One Medical gave ineligible people the COVID-19 vaccine

San Francisco-based health care provider One Medical has come under fire in California, Oregon and Washington for allegedly vaccinating young, healthy people who were not eligible for the COVID-19 vaccine, including friends and family of business leaders. and skipped the line for high-risk patients, according to research by NPR.

According to NPR, One Medical offered the vaccine to all of its San Francisco County employees, regardless of whether they saw the patients in person.

“In addition, according to local guidelines, One Medical patients who were not eligible for vaccination were allowed to make vaccination appointments through an online portal,” said NPR. “So did at least one executive from a partner organization with One Medical. Internal communications indicate that providers are trying to get eligible health professionals vaccinated, but are instead being told to put them on a waiting list.”

One Medical is a healthcare provider known for its personal “concierge service” that accepts a variety of insurance plans and costs $ 199 annually to join. They have offices in a dozen cities and several in San Francisco.

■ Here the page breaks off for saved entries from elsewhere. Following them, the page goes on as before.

PR #1473, opened 2021-10-05
implements where for DoUpdate

### LINKED ISSUE #1472: where statement with onConflict update
i would like to make a query like that
```sql
CREATE TABLE words(word TEXT PRIMARY KEY, occurrences INT);
INSERT INTO words(word,occurrences) VALUES('jovial',1)
  ON CONFLICT(word) DO UPDATE SET occurrences=occurrences+1 where occurrences <6
```
i could almost make it work with 
```dart
     await into(words).insert(
       WordsCompanion.insert(word: word, occurrences: 1),
       onConflict: DoUpdate((old) => WordsCompanion.custom(
         occurrences: old.occurrences + Constant(1),
       )),
     );
```
but i can't add a where statement to it `where occurrences <6`

i suggest to add new parameter to `DoUpdate` class that take a `Where` class or `Expression`
like this
```dart
 onConflict: DoUpdate((old) => WordsCompanion.custom(
         occurrences: old.occurrences + Constant(1),
       ) , where : (old)=>old.occurrences.isSmallerThanValue(5) )
```

i am happy to make a pull request if my approach ok or any other approach you see better

Ali1Ammar:
implements where for `DoUpdate`
also adding test and integration_tests for it
fix #1472

### DIFF
--- a/moor/lib/src/runtime/query_builder/statements/insert.dart
+++ b/moor/lib/src/runtime/query_builder/statements/insert.dart
@@ -197,6 +197,13 @@ class InsertStatement<T extends Table, D> {
 
         first = false;
       }
+
+      if (onConflict._where != null) {
+        ctx.writeWhitespace();
+        final where = onConflict._where!(
+            table.asDslTable, table.createAlias('excluded').asDslTable);
+        where.writeInto(ctx);
+      }
     }
 
     if (onConflict is DoUpdate<T, D>) {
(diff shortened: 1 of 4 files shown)


moor/lib/src/runtime/query_builder/statements/insert.dart
```diff
@@ -317,8 +326,10 @@ class DoUpdate<T extends Table, D> extends UpsertClause<T, D> {
   /// been inserted, use [DoUpdate.withExcluded].
   ///
```
simolus3, line 327: Let's document this new feature, maybe something like "The optional `where` clause can be used to disable the update based on the old value. If a `where` clause is set and it evaluates to `false`, a conflict will keep the old row without applying the update".

simolus3 (commented):
This is looking very good, thanks for adding this feature and the tests :rocket: 

I think we should expand the documentation on the constructor to mention the `where` clause. Also, can you add an entry to the changelog (something like "Add optional `where` clause to `DoUpdate` constructors")?

simolus3:
Thanks again!

PR #1492, opened 2021-10-17
Add 'toCompanion' generator for custom row classes

westito:
Adds 'toCompanion' extension function generator for custom row classes. This avoids writing boilerplate code for mapping custom row classes to companions. You can control generation with 'generate_to_companion_extension' builder option (defaults to false, of course)

### DIFF
--- a/drift/lib/src/dsl/table.dart
+++ b/drift/lib/src/dsl/table.dart
@@ -155,23 +155,17 @@ class UseRowClass {
   /// used to map database rows to the desired row class.
   final String constructor;
 
-  /// Generate a companion constructor mapping the referenced [type] to a
-  /// companion.
+  /// Generate a `toInsertable()` extension function for [type] mapping all
+  /// fields to an insertable object.
   ///
-  /// When this option is set (it defaults to `false`), drift generates a
-  /// constructor in the matching companion class of this table mapping an
-  /// instance of [type] to a suitable companion.
   /// This can be useful when a custom data class should be used for inserts or
   /// updates.
-  /// For this purpose, make it implement the `Insertable` interface, enable
-  /// [generateToCompanion] and use the generated companion in your `toColumns`
-  /// implementation.
-  final bool generateToCompanion;
+  final bool generateInsertable;
 
   /// Customize the class used by drift to hold an instance of an annotated
   /// table.
   ///
   /// For details, see the overall documentation on [UseRowClass].
   const UseRowClass(this.type,
-      {this.constructor = '', this.generateToCompanion = false});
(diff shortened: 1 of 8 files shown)


westito:
Yes, it would be a better solution. I had a similar PR in the past that wasn't merged. There we talked about turn it on/off in builder option. 
I'll change builder option to @UseRowClass then, but the parameter name will be 'generateReverseMapping' as you suggested last time.

westito:
Updated, tests passes!

westito:
Fix analyze errors

westito:
I found a solution: User can use custom getter to match columns. So builder will throw error and give a suggestion for that

westito:
Using 'generateToCompanion' assume user wants to use the row class to all operations, without companions (like ORM). Select object -> modify fields -> save (the the whole object). In this way all fields are included in the update query. When user calls 'toCompanion' there is always a complete data object behind where all fields are set and null means null, never means absent. 
There is two type of user I think: 
1. Who use companions (the regular way). He always writes updates with companion classes
2. Who use row classes only (as I) and never use companions. 
I think there is no user (or very few) who wants to map all fields to companion and modify before insert. In this case, there is a chance to make unexpected errors with  'nullToAbsent'.

I think better solution to replace 'toCompanion' with 'toInsertable'. It can be used without boilerplate 'extends' and 'toColumns' override in custom row class. To achieve 'before save' event there will be an 'OnInsert' interface. If row class implements it, `void onInsert(CompanionClass companion)` function will be called when drift calls 'toColumns' on insert. 
Would be better name 'beforeInsert' or 'beforeSave'. 
Or simply leave 'toCompanion' too, but I think this is "dangerous" a bit. 

I know you don't want to make an ORM from Drift, that's why I'm asking you what you think about this.


Sample:
```
abstract class OnInsert {
  void onInsert(TableWithoutPKCompanion companion);
}

class _$CustomRowClass implements Insertable<CustomRowClass> {
  CustomRowClass object;

  _$CustomRowClass(this.object);

  @override
  Map<String, Expression> toColumns(bool nullToAbsent) {
    final companion = TableWithoutPKCompanion(
      notReallyAnId: Value(object.notReallyAnId),
      someFloat: Value(object.someFloat),
      custom: Value(object.custom),
    );

    if (object is OnInsert) {
      (object as OnInsert).onInsert(companion);
    }

    return companion.toColumns(false);
  }
}

extension CustomRowClassToCompanion on CustomRowClass {
  _$CustomRowClass toInsertable() {
    return _$CustomRowClass(this);
  }
}
```

westito:
Done. I also modified parameter name to 'generateInsertable'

As a result of the alleged misconduct, the San Francisco Department of Public Health stopped allocating vaccines to the One Medical offices in the city and asked the provider to return 1,600 vaccine doses. “Although your answer lists 984 of these doses for DPH walk-in and the remaining 636 doses for an ‘Oracle Park Mass Vaccine Launch,’ none of these uses are currently authorized by DPH,” the department wrote in a letter to One Medical that was shared with ABC 7

The department allows One Medical to administer all second doses of the COVID-19 vaccine to patients awaiting their final inoculation.

The letter also stated that the department will contact One Medical “when we are ready to assign additional doses to One Medical for administration at a future date.”

KCBS Radio reported that Alameda County also stopped its supplies to One Medical and that Washington State was pulling its vaccine deliveries from the state’s supplier offices.

One Medical has released a statement following the NPR report. “Any claims that we generally and knowingly ignore the authorization guidelines are in direct contradiction to our actual approach to vaccine administration,” the statement said. “We have numerous checkpoints – online at the time of booking an appointment, prior to the appointment through a labor-intensive ‘schedule scanning’ process, and personal verification at the point of care if required – to prevent misuse of our vaccine booking system. people who do not meet the eligibility criteria Our data currently shows that nationally 96% of individuals vaccinated by One Medical have eligibility documentation and the remaining 4% are generally vaccinated in accordance with zero-waste protocols. “

The San Francisco Department of Public Health, the Alameda County Health Department, and the California Department of Public Health did not immediately respond to requests for comment on this story. The story will be updated as soon as we hear it.